Action item
Answer with the exact lines of the following material from the one containing "for the slide)_" through the one containing "Then click on", both end lines included.

Recorded data

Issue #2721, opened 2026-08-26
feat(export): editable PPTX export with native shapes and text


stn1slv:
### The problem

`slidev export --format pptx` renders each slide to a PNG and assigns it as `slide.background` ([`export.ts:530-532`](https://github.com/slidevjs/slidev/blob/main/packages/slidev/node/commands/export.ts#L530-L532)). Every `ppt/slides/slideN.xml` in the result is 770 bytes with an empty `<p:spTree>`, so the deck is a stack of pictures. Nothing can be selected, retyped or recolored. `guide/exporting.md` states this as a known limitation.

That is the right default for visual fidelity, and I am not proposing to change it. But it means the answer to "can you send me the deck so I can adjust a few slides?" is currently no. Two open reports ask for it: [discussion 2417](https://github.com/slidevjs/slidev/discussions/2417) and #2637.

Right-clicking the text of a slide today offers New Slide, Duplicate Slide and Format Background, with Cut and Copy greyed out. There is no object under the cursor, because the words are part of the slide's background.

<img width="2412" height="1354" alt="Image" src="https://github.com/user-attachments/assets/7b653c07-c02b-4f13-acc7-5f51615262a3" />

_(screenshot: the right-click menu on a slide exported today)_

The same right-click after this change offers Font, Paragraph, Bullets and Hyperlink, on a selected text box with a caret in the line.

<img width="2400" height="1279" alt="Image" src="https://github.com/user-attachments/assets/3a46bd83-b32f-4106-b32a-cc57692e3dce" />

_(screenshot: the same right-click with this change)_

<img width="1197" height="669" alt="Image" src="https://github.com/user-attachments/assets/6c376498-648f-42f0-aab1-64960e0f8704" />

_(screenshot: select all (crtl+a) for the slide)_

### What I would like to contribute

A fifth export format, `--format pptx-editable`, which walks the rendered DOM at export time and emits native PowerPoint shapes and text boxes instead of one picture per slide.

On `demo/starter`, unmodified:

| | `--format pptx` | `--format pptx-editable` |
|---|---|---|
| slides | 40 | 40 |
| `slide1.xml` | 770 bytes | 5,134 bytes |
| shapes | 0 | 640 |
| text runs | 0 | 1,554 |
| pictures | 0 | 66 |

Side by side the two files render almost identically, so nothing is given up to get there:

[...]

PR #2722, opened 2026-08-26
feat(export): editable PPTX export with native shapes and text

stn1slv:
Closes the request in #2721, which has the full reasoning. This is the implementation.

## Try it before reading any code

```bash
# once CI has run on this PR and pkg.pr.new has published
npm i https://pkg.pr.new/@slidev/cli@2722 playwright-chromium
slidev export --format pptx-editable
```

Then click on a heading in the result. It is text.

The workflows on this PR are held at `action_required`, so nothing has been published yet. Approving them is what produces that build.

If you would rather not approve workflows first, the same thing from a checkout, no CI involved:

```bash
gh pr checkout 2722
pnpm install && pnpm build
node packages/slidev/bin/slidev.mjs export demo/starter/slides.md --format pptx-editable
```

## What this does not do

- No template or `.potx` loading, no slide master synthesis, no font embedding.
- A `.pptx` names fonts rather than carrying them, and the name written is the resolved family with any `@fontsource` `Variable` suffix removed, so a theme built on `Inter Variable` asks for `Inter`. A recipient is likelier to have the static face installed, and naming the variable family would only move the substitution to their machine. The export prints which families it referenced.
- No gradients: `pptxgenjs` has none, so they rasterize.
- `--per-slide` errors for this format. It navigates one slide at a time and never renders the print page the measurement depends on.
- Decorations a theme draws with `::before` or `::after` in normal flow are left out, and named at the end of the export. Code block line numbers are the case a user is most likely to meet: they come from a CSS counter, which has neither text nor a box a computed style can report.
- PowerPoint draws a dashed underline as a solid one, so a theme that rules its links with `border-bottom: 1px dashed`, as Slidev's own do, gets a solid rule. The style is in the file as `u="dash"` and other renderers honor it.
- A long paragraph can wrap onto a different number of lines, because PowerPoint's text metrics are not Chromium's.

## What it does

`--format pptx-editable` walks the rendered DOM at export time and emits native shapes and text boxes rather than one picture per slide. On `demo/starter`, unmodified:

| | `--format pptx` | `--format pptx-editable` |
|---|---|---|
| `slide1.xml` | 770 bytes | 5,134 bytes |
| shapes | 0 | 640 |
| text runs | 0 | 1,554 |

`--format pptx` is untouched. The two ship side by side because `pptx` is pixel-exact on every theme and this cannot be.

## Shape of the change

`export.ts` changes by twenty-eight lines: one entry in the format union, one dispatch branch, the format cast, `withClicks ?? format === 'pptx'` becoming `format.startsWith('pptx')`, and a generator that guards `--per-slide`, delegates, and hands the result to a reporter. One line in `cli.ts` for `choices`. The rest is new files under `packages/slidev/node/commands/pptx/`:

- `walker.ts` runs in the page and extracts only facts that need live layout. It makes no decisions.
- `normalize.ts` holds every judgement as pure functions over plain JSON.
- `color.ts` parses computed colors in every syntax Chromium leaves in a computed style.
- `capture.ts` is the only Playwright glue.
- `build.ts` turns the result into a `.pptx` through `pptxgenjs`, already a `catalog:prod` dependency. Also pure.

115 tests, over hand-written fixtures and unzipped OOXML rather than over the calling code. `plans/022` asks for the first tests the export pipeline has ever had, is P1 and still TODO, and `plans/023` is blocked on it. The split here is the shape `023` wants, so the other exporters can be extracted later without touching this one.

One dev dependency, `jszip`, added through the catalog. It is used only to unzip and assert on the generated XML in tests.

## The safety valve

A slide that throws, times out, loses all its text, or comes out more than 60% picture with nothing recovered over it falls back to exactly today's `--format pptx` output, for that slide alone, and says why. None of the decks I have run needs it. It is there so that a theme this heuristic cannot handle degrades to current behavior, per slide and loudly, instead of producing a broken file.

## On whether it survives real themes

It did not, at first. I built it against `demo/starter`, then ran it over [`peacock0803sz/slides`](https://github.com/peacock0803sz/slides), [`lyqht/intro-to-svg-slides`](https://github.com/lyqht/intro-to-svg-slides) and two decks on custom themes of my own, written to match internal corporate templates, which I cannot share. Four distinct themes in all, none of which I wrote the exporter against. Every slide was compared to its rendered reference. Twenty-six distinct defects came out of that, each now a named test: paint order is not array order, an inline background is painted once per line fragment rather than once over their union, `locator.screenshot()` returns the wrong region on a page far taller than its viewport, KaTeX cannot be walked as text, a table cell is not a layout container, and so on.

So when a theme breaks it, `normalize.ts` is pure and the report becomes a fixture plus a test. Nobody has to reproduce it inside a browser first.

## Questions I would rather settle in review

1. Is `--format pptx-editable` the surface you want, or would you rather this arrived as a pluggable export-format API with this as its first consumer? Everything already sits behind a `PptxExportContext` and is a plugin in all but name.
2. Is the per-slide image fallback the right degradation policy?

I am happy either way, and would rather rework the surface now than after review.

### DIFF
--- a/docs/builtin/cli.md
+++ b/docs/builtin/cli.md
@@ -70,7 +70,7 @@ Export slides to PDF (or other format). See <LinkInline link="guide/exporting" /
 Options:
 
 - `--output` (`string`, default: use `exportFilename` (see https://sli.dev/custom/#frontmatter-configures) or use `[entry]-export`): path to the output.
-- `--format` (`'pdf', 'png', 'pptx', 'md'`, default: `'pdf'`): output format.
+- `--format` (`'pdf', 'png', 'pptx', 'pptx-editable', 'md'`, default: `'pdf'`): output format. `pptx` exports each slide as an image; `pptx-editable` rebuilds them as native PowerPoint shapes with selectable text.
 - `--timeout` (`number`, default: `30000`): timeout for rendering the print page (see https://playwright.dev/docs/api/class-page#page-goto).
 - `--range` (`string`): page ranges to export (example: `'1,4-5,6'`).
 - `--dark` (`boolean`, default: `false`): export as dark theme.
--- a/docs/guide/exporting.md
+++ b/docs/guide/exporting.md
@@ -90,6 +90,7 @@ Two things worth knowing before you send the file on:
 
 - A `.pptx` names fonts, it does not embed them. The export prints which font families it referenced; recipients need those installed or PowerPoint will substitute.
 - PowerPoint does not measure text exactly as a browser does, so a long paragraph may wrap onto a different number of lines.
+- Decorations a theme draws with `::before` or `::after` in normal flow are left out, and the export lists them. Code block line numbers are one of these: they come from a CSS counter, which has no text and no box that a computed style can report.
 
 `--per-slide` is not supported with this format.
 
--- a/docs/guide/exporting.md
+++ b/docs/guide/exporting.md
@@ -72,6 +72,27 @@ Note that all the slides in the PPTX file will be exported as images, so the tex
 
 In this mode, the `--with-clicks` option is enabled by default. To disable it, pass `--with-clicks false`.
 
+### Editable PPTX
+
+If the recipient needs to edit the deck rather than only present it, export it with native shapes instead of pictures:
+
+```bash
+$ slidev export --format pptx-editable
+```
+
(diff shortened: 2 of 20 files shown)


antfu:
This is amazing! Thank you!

Answer
_(screenshot: select all (crtl+a) for the slide)_

### What I would like to contribute

A fifth export format, `--format pptx-editable`, which walks the rendered DOM at export time and emits native PowerPoint shapes and text boxes instead of one picture per slide.

On `demo/starter`, unmodified:

| | `--format pptx` | `--format pptx-editable` |
|---|---|---|
| slides | 40 | 40 |
| `slide1.xml` | 770 bytes | 5,134 bytes |
| shapes | 0 | 640 |
| text runs | 0 | 1,554 |
| pictures | 0 | 66 |

Side by side the two files render almost identically, so nothing is given up to get there:

[...]

PR #2722, opened 2026-08-26
feat(export): editable PPTX export with native shapes and text

stn1slv:
Closes the request in #2721, which has the full reasoning. This is the implementation.

## Try it before reading any code

```bash
# once CI has run on this PR and pkg.pr.new has published
npm i https://pkg.pr.new/@slidev/cli@2722 playwright-chromium
slidev export --format pptx-editable
```

Then click on a heading in the result. It is text.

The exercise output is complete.